When I was young (50 years ago), I would trust a grown wood fork frame to ¼" black rubber, but with modern powerful bands shooting .44 or .55 cal lead, a designer needs to choose the right material for the job - *and that has to be a metal.*

One of the principal problems with OTT frame designs is that the forks have to be made wide enough to support a one inch wide band. This in itself presents a huge target for a fork strike. Many frames, particularly those made from a mono-directional ply wood (call it what you will) or even a form of plastic (which may have an indeterminate strength without individual testing) may simply not be up to this form of abuse and in my view should not be trusted. I know, I have experienced a fork failure with a commercial board cut.

Don't anyone talk to me about experience either. 18 years old or even 80, there is no guarantee of ability in avoiding fork strikes, and we sell to all in between.

In the end there is nothing to beat sound engineering principals being applied in the design process in the first place - the broader liability. Our public image as slingshot users is precarious enough without inviting avoidable accidents due to poor engineering design or execution.

Footloose


----------



## wombat (Jun 10, 2011)

Well designed doesn't necessarily mean metal. There are a lot of cheap cast metal frames being sold, I'll take one of my engineered wood frames over a cheap metal one any day!! http://kookaburrakatties.blogspot.com.au/p/streng.html http://kookaburrakatties.blogspot.com.au/p/long-grain-testing.html


----------



## footloose (Dec 17, 2012)

Quite so Wombat. 'Cheap' and 'cast metal' are best avoided. Your website clearly shows that you recognise the issue.

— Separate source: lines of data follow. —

PR #2288, opened 2020-03-26
[feature]: Order confirmation Page

sirugh:
## Description

The order confirmation page displays data from the order that was just placed. It's different from most of our other recent components in that it must render "past" data that is no longer stored/cached.

I approached this by prefixing a query on the submission handler that fetches _current_ order details right before placing the order. The details are then passed to the order confirmation component for rendering. The only queries/mutations that exist within the order confirmation page and its children are those around creating an account.

**Note:**

We combined the subscribe and create account forms into a single form due to restrictions from graphql.

Refer a friend is also deferred.

## Related Issue

Closes [PWA-186](https://jira.corp.magento.com/browse/PWA-186).

### Verification Steps

1. As a guest, place an order. See that the order confirmation page appears.
2. Create an account using the form. It should log you in but not redirect you for now. Eventually this will redirect to an account view or orders page.
3. As an authed user, place an order. See that the order confirmation page appears but there is no  create account form.

If shipping info/method/payment info sections are not merged you may need to manually submit this information to the cart through graphql queries. I'll provide some that should work, just replace cart id with your own from the store. 

**To add shipping address/method**

Go to the `/cart` page and estimate your shipping. That will attach a fake address as well as select a shipping method for your cart.

**To add payment method:**

```gql
mutation {
    setPaymentMethodOnCart(input: {
        cart_id: "e3ih8dF98xpiykcHkHqb9XSsppOSymMK"
        payment_method: {
            code: "checkmo"
        }
    }) {
        cart {
        selected_payment_method {
            code
        }
        }
    }
}
```

**To add billing address:**
```gql
mutation {
  setBillingAddressOnCart(
    input: {
      cart_id: "e3ih8dF98xpiykcHkHqb9XSsppOSymMK"
      billing_address: {
        address: {
          firstname: "John"
          lastname: "Doe"
          company: "Company Name"
          street: ["320 N Crescent Dr", "Beverly Hills"]
          city: "Los Angeles"
          region: "CA"
          postcode: "90210"
          country_code: "US"
          telephone: "123-456-0000"
          save_in_address_book: false
        }
      }
    }
  ) {
    cart {
      billing_address {
        firstname
        lastname
        company
        street
        city
        region{
          code
          label
        }
        postcode
        telephone
        country {
          code
          label
        }
      }
    }
  }
}
```

[Image from Gyazo](https://gyazo.com/54f108a2bb064c3ebd9ea0427d0e6d45)

[Image from Gyazo](https://gyazo.com/aa1d347742af044a5fe1f526cc7a5394)

## Checklist


packages/venia-ui/lib/components/CheckoutPage/ItemsReview/itemsReview.js
```diff
@@ -19,7 +23,8 @@ const ItemsReview = props => {
     const talonProps = useItemsReview({
         queries: {
             getItemsInCart: LIST_OF_PRODUCTS_IN_CART_QUERY
-        }
+        },
+        data: props.data
```
sirugh: I want to re-use this component's UI and other logic but not the queries. I'm open to other approaches but this one seemed the most direct. If data is passed to the talon it will use it instead of making a query.

packages/venia-ui/lib/components/CheckoutPage/OrderConfirmationPage/createAccount.js
```diff
@@ -1,21 +1,148 @@
...
+        });
+
+        addToast({
+            type: 'info',
+            message: 'Account successfully created.',
+            timeout: 5000
+        });
+    }, [addToast]);
+
+    const talonProps = useCreateAccount({
```
sirugh: Similarly, I re-used this talon but not the generic `CreateAccount` component to which it belongs. I think that's a no-no from our previous guidance. Different from `ItemsReview`, I actually want a slightly different UI than the old `CreateAccount` view. However the entirety of the logic can be re-used with exception of `isSignedIn` which this new component doesn't care about.

packages/venia-ui/lib/components/CheckoutPage/checkoutPage.gql.js
```diff
@@ -1,14 +1,57 @@
...
+                country {
+                    label
+                }
+
+                selected_shipping_method {
+                    carrier_title
+                    method_title
+                }
+            }
+            ...ItemsReviewFragment
```
sirugh: I reused a fragment here and could possibly do the same for the other pieces of information that are needed, once those PRs are merged.

packages/peregrine/lib/talons/CheckoutPage/OrderConfirmationPage/useCreateAccount.js
```diff
@@ -0,0 +1,147 @@
...
+import { useCartContext } from '@magento/peregrine/lib/context/cart';
+import { useAwaitQuery } from '@magento/peregrine/lib/hooks/useAwaitQuery';
+
+/**
+ * Returns props necessary to render CreateAccount component. In particular this
+ * talon handles the submission flow by first doing a pre-submisson validation
+ * and then, on success, invokes the `onSubmit` prop, which is usually the action.
+ *
+ * This talon is almost identical to the other useCreateAccount but does not
+ * return `isSignedIn`.
```
sirugh, line 13: Read this.

packages/venia-ui/lib/components/CheckoutPage/OrderConfirmationPage/orderConfirmationPage.js
```diff
@@ -1,34 +1,121 @@
...
+    });
+
+    useEffect(() => {
+        window.scrollTo({
+            left: 0,
+            top: 0,
+            behavior: 'smooth'
+        });
+    }, []);
+
```
brendanfalkowski, line 51: @sirugh — Just submitted a PR that avoids needing code to scroll to top in every module on route change. See #2309

sirugh: Awesome! I'll leave this here for now and we can go clean up extra stuff later depending on which PR gets merged first :) I will say that this isn't a route, so it may not actually trigger the effect.

packages/venia-ui/lib/components/CheckoutPage/OrderConfirmationPage/createAccount.js
```diff
@@ -1,23 +1,157 @@
...
+import GET_CUSTOMER_QUERY from '../../../queries/getCustomer.graphql';
+import SIGN_IN_MUTATION from '../../../queries/signIn.graphql';
+
+const CreateAccount = props => {
+    const classes = mergeClasses(defaultClasses, props.classes);
+
+    const [, { addToast }] = useToasts();
+
+    const onSubmit = useCallback(() => {
+        // TODO: Redirect to account/order page when implemented.
```
supernova-at, line 33: Is this TODO still valid?

packages/venia-ui/lib/components/CheckoutPage/OrderConfirmationPage/createAccount.js
```diff
@@ -1,23 +1,157 @@
...
+        onSubmit
+    });
+
+    const { errors, handleSubmit, isDisabled, initialValues } = talonProps;
+
+    // Map over any errors we get and display an appropriate error.
+    const errorMessage = errors.length
+        ? errors
+              .map(({ message }) => message)
+              .reduce((acc, msg) => msg + '\n' + acc, '')
```
supernova-at, line 71: Consider using [join](https://developer.mozilla.org/en-US/docs/Web/JavaScript/Reference/Global_Objects/Array/join) for this.

supernova-at:
Two other comments that didn't really have a line number to go with them:

1. This PR adds a new dependency `graphql-anywhere`
2. Do we want the order confirmation page to live inside the `CheckoutPage` ?

sirugh:
> This PR adds a new dependency graphql-anywhere

Correct - this allows us to define propTypes using fragment data much easier than listing them all out.

> Do we want the order confirmation page to live inside the CheckoutPage ?

This was something we talked about in review. It is possible to define a route like `/receipt` that could display order information but that requires we pass state using react router like `history.push('/receipt', orderDetails)`. First, I'm not sure if this is secure. Right now the order data is purely in memory and when you refresh the page after checkout the details disappear. If we passed with router I believe it will store state in memory which means another vector for accessing PII. We also have to provide the order data from the active cart **before** we submit the cart and go to the receipt page. So this data MUST be fetched in the `CheckoutPage` component and passed through props or state to the receipt page.

It gets pretty convoluted so rather than try to implement a route for it I simply return `OrderConfirmation` component without any of the wrapping DOM/CSS so it's at least separated in that way.

packages/venia-ui/lib/components/CheckoutPage/OrderConfirmationPage/createAccount.js
sirugh: Yes.

packages/peregrine/lib/talons/CheckoutPage/OrderConfirmationPage/useOrderConfirmationPage.js
```diff
@@ -0,0 +1,34 @@
+import { useUserContext } from '../../../context/user';
+
+export const flatten = data => {
```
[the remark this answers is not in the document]
sirugh: Yep. @jimbo requested that in our team review

packages/peregrine/lib/talons/CheckoutPage/OrderConfirmationPage/useOrderConfirmationPage.js
```diff
@@ -0,0 +1,34 @@
...
+    const { cart } = data;
+    const { shipping_addresses } = cart;
+    const address = shipping_addresses[0];
+
+    const shippingMethod = `${
+        address.selected_shipping_method.carrier_title
+    } - ${address.selected_shipping_method.method_title}`;
```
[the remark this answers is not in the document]
sirugh: Correct - `data` must be truthy, but I can define this in the propTypes.

packages/venia-ui/lib/components/CheckoutPage/OrderConfirmationPage/orderConfirmationPage.js
```diff
@@ -1,34 +1,121 @@
...
+        email: string,
+        name: string,
+        addressAdditional: string,
+        shippingMethodHeading: string,
+        shippingMethod: string,
+        itemsReview: string,
+        additionalText: string,
+        sidebarContainer: string
+    }),
+    data: propType(GET_ORDER_DETAILS),
```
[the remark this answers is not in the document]
sirugh: Yep! It's a little confusing that you have to pass the query and not the fragment but basically this is saying that `data` should match the result of this query.

packages/venia-ui/lib/components/CheckoutPage/OrderConfirmationPage/orderConfirmationPage.js
```diff
@@ -1,34 +1,121 @@
...
-            <Subscribe />
-            <div className={classes.email_review_container}>
-                <div className={classes.email_review_text}>
+                <div
+                    className={classes.orderNumber}
+                >{`Order Number: ${orderNumber}`}</div>
+                <div className={classes.shippingInfoHeading}>
+                    Shipping Information
+                </div>
+                <div className={classes.shippingInfo}>
```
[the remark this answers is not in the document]
sirugh: No, unfortunately the "completed" views of these components do not match the UX for the order confirmation page. They are just text blocks anyways so it's not like we gain that much by sharing the code. The ItemsReview component was pretty involved and had some logic for the UX which is why I reused it.

packages/venia-ui/lib/components/CheckoutPage/OrderConfirmationPage/orderConfirmationPage.js
```diff
@@ -1,34 +1,121 @@
...
+                    >{`${firstname} ${lastname}`}</span>
+                    {streetRows}
+                    <span
+                        className={classes.addressAdditional}
+                    >{`${city}, ${region} ${postcode} ${country}`}</span>
+                </div>
+                <div className={classes.shippingMethodHeading}>
+                    Shipping Method
+                </div>
+                <div className={classes.shippingMethod}>{shippingMethod}</div>
```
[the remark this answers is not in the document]
sirugh: Yea - I also would not suggest rewriting the components until we HAVE to do it. As we develop iteratively we don't tend to make sweeping refactors that often so I think allowing "static" data to all talons might be one of those things we end up doing in a big PR at some later time.

packages/venia-ui/lib/components/CheckoutPage/OrderConfirmationPage/orderConfirmationPage.css
```diff
@@ -1,97 +1,67 @@
...
+
     display: grid;
-    gap: 1.5rem 2rem;
+    gap: 2rem;
     grid-template-columns: 2fr 1fr;
-    grid-template-areas:
-        'heading create_account'
-        'order_summary create_account'
-        'items_review subscribe'
-        'email_review subscribe';
```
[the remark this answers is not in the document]
sirugh: The page is now simplified into a grid with two columns: main and side. The children position automatically within those columns so the best I could do for you is to add areas to those columns which I don't think is helpful.

packages/venia-ui/lib/components/CheckoutPage/OrderConfirmationPage/createAccount.js
sirugh: Done in ff792f8

packages/peregrine/lib/talons/CheckoutPage/OrderConfirmationPage/useOrderConfirmationPage.js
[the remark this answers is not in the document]
sirugh: Which I didn't do....

packages/venia-ui/lib/components/CheckoutPage/OrderConfirmationPage/orderConfirmationPage.css
```diff
@@ -1,97 +1,67 @@
...
-.heading_container {
-    grid-area: heading;
-    display: flex;
-    align-items: baseline;
-    justify-content: space-between;
-    margin-bottom: 1.5rem;
-}
+.mainContainer {
+    /* Positioned in CheckoutPage's grid */
+    grid-column: 1 / span 1;
```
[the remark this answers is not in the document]
sirugh: Done in ff792f8

packages/venia-ui/lib/components/CheckoutPage/OrderConfirmationPage/orderConfirmationPage.css
```diff
@@ -1,97 +1,67 @@
...
 }
 
-.subscribe_container {
-    grid-area: subscribe;
-    min-height: 10rem;
-}
+.sidebarContainer {
+    /* Positioned in CheckoutPage's grid */
+    grid-column: 2 / span 1;
+    grid-row: 1 / span 1;
```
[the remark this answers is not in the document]
sirugh: Done in ff792f8

packages/venia-ui/lib/components/CheckoutPage/OrderConfirmationPage/orderConfirmationPage.js
```diff
@@ -1,34 +1,121 @@
...
+                <div className={classes.itemsReview}>
+                    <ItemsReview data={data} />
+                </div>
+                <div className={classes.additionalText}>
                     You will also receive an email with the details and we will
                     let you know when your order has shipped.
```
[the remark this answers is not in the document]
sirugh: Done in ff792f8

supernova-at:
Looks good to me. Probably want @jimbo 's sign off on a new dependency though.

packages/venia-ui/lib/components/CheckoutPage/OrderConfirmationPage/orderConfirmationPage.js
```diff
@@ -1,34 +1,122 @@
-import React from 'react';
+import React, { useEffect } from 'react';
+import { propType } from 'graphql-anywhere';
```
jimbo, line 2: Maybe rename this on import? Open to suggestions here, but I find this pretty vague.

```suggestion
import { propType as queryData } from 'graphql-anywhere';
```

jimbo:
As for the new dependency, it's fine as long as it's only being used for its `propType` export. Would like confirmation that it's not being included in the production bundle though.

sirugh:
You can see that most of the code is not included. Not sure why the small amount is leftover in prod.

Develop:

[Image from Gyazo](https://gyazo.com/d1947a597d6b66dbb524321199dd526d)

Prod:

sirugh:
Couldn't find the source code for `graphql-anywhere` and since there is 1.5kb in the prod bundle for some reason we removed the dependency. Goodnight sweet prince.

dpatil-magento:
@sirugh Pls check the conflict and following observation > on clicking `Create Account` button.

image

Still not happy with thick forks though for the reasons given - and they do have to be thick.

Footloose

http://www.footloosecatapults.com


----------



## Bob at Draco (Feb 18, 2013)

Having a welding business for a long time, I've made hundreds of SS out of metal but I don't think that is the only safe material. I've made SS out of plastic, micarta, rucarta, wood and naturals and have never had a single one break. There really isn't that much strain on a fork to need an engineer to tell you if it's enough. If you did get an engineer involved, the SS would be too big to hold in your hand.


----------



## Dayhiker (Mar 13, 2010)

Footloose: can you spell over-engineering? The bands aren't THAT strong.


----------



## ash (Apr 23, 2013)

Also, fork hits aren't that common once you get your technique sorted. I have a foolproof fork protection appendage that I like to refer to as my left thumb


----------



## Charles (Aug 26, 2010)

Most folks cannot draw more than 15 to 20 lbs of draw weight ... and most will not be accurate at the upper end of that range. It does not take much material strength to resist that kind of force.

As for fork hits .... well I have yet to see a natural fork of reasonable diameter (say 3/4 of an inch) that has been broken by a single fork hit. As a suggestion, take a 3/4 inch diameter well cured tree branch of some decent hardwood and suspend it from stout chord, with a good weight on the bottom. Then step back with your slingshot and see how many shots it will take to significantly damage it. In any case, if you get a fork hit and do not give the frame a VERY close examination after, then you are braver than I.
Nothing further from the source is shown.